AYP, the measure put in place by No Child Left Behind, is determined by results of the Criterion-Reference Competency Test.

After retests, Porter said the indications are the system may end up achieving the goal for the 2010-11 school year after all.

"We're still waiting on confirmation from the state, but so far it looks like we will make AYP," Porter said.

The system as a whole initially failed to meet the requirements due to a small number in the "students with disabilities" subgroup who did not score high enough on a systemwide scale.

Dawson County High, which had the highest graduation rate in the school's history this year, failed to meet AYP, leaving Principal Dr.
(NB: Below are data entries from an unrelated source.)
PR #1946, opened 2023-10-25
trigger-http: Fix `base` routing without leading slash

### LINKED ISSUE #1943: Validate HTTP `base` to be absoluate
If I accidentally enter a base without the leading slash:

```
# v1
trigger = { type = "http", base = "boop" }

# v2
[application.trigger.http]
base = "boop"
```

then `spin up` appears to succeed, but it prints a route of `http://127.0.0.1:3000boop`, and `localhost:3000/boop` 404s.

(`spin deploy` also prints a badly concatenated URL, but Fermyon Cloud handles it like a champ regardless.)

lann:
This seems to take care of the printed routes as well.

Fixes #1943

### DIFF
--- a/crates/trigger-http/src/lib.rs
+++ b/crates/trigger-http/src/lib.rs
@@ -93,10 +93,13 @@ impl TriggerExecutor for HttpTrigger {
     type RunConfig = CliArgs;
 
     async fn new(engine: TriggerAppEngine<Self>) -> Result<Self> {
-        let base = engine
+        let mut base = engine
             .app()
             .require_metadata(spin_http::trigger::METADATA_KEY)?
             .base;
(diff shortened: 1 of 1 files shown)


itowlson (approved):
Yes, this should fix local printing because the "available routes" rubric is printed by the HTTP trigger.  I'll make a separate fix for `deploy`.

I am not sure if any other tools need to be updated to handle the possibility.  I do wonder if doing it at load time might mitigate the need to have this code in all consumers, but if it gets problematic we can always add that later.  Thanks!

itowlson:
I think this only needs a rebase to pass (or you could admin your way past it, as it's a known issue and resolved in main)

Jute Wilson frustrated.

"To achieve record performances in areas, only to be labeled a ‘failure' for not meeting AYP standards is quite frustrating," Wilson said. "It doesn't give a clear picture of what is really happening inside the building."

The system overall was one of 152 in the state that did not make the initial requirement, despite four of the seven local schools making a passing grade.

The proposal made by Barge and Isakson to U.S. Secretary of Education Arne Duncan on Sept. 20 would attempt to prevent a subgroup from tripping up a school or system.

Instead, AYP would be measured according to the new Georgia College and Career Ready Performance Index.

The index would weigh the extent to which a school and the state are successfully making progress on a specific list of indicators, according to the waiver.

Rick Brown, assistant superintendent for curriculum and instruction for Dawson County, supports the move away from the single-test measurement.

"These proposed changes should allow school systems, as well as families, to reflect on student's academic achievement along with readiness for a career," Brown said.

"It is very encouraging to know that our elected decision-makers share our concern for the manner in which we are presently judged," Porter said.

"We look forward to reacting to the changes in our system and school improvement plans."

The index came about as a result of Georgia House Bills 400, signed into law in 2010 and 186, signed into law this year.

HB 400 created the BRIDGE program for career exploration and development in schools, while HB 186 transitions schools to a more career-prep and rigorous college-prep curriculum.

According to the request by Barge and Isakson, this will allow students to get high school and college credit in a variety of new ways.

Those include dual enrollment, apprenticeships, industry certifications and Career, Technical and Agricultural Education classes.

The state awaits word on the waiver request. If all goes as planned, the college and career readiness index could be used to evaluate the 2011-12 school year.

In the meantime, Wilson is staying focused on his students.

"Regardless of the changes they make and what they assess, the faculty and staff of Dawson County High will remain focused on providing a quality education to all students," Wilson said.